X Factor is a Danish television music competition to find new singing talent. The fifth season premiered on 1 January 2012 on DR1, and ended on 23 March 2012 at Jyske Bank Boxen. Lise Rønne returned for her fourth season as host.
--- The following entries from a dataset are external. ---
PR #2732, opened 2025-12-27
simx86: fix crash when FPU ins modifies code

### LINKED ISSUE #2708: Crash in simx86 JIT: “ERROR: Fault 13 in jit-compiled code” / ERROR: Bad exec address 0x78cb7f6ef711

bartoldeman:
BreakNode wasn't working correctly if the invalidation happened from the sigsegv handler instead of via Cpatch().

Make sure InvalidateNodeRange gets the correct JITted code pointer (via pjit) and if the node is broken, force an exit.

Fixes #2708

### DIFF
--- a/src/base/emu-i386/simx86/sigsegv.c
+++ b/src/base/emu-i386/simx86/sigsegv.c
@@ -320,7 +320,7 @@ int e_emu_fault(sigcontext_t *scp, int in_vm86)
 int e_handle_pagefault(dosaddr_t addr, unsigned err, sigcontext_t *scp)
 {
 	int v;
-	unsigned char *p;
+	unsigned char *p, *pjit;
 	int in_dosemu;
 
 	/* err:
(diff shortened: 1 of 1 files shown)


src/base/emu-i386/simx86/sigsegv.c
```diff
@@ -404,7 +406,9 @@ int e_handle_pagefault(dosaddr_t addr, unsigned err, sigcontext_t *scp)
 	/* We HAVE to invalidate all the code in the page
 	 * if the page is going to be unprotected */
 	addr &= _PAGE_MASK;
-	return InvalidateNodeRange(addr, PAGE_SIZE, p);
+	int ret = InvalidateNodeRange(addr, PAGE_SIZE, pjit);
+	if (TheCPU.err == EXCP_BREAKNODE) e_return_from_jit(scp, 1);
```
stsp, line 410: I suspect this is something
from #2731 ?

bartoldeman: #2731 is related but independent: #2731 is specifically about when the last instruction in the block modifies the (same) block code; this PR is when any instruction modifies something (could be data or code) on the same page but cpatch isn't used, so the whole page is going to be unprotected.

Both can be true at the same time (last ins modifies, without cpatch) but that wasn't the case in #2708.

stsp: > Both can be true at the same time (last ins modifies, without cpatch)
> but that wasn't the case in https://github.com/dosemu2/dosemu2/issues/2708.

Can you then make it a separate
patch please? I'd like to see a
clear and minimal fix for #2708 -
preferably the one I can understand. :)

bartoldeman:
superseded by #2733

Thomas Blachman, Pernille Rosendahl and Cutfather returned for their respective fourth, third and second seasons.

==Judges and host==
On 12 September 2011 it was announced that Thomas Blachman, Pernille Rosendahl and Cutfather would all be returning as judges for season 5, along with Lise Rønne as host.

==Selection process==

===Auditions===
Auditions took place in Copenhagen and Århus.

===Superbootcamp===
Cutfather was given the Over 25s category, Rosendahl was given the 15–24s and Blachman was given the Groups.

===Bootcamp===
Cutfather was assisted by Kato in choosing his final three in the Over 25s category for the live shows; Rosendahl was assisted by Mattias Kolstrup in choosing her final three in the 15–24s category; and Blachman was assisted in choosing his final three in the Groups category by Dicte.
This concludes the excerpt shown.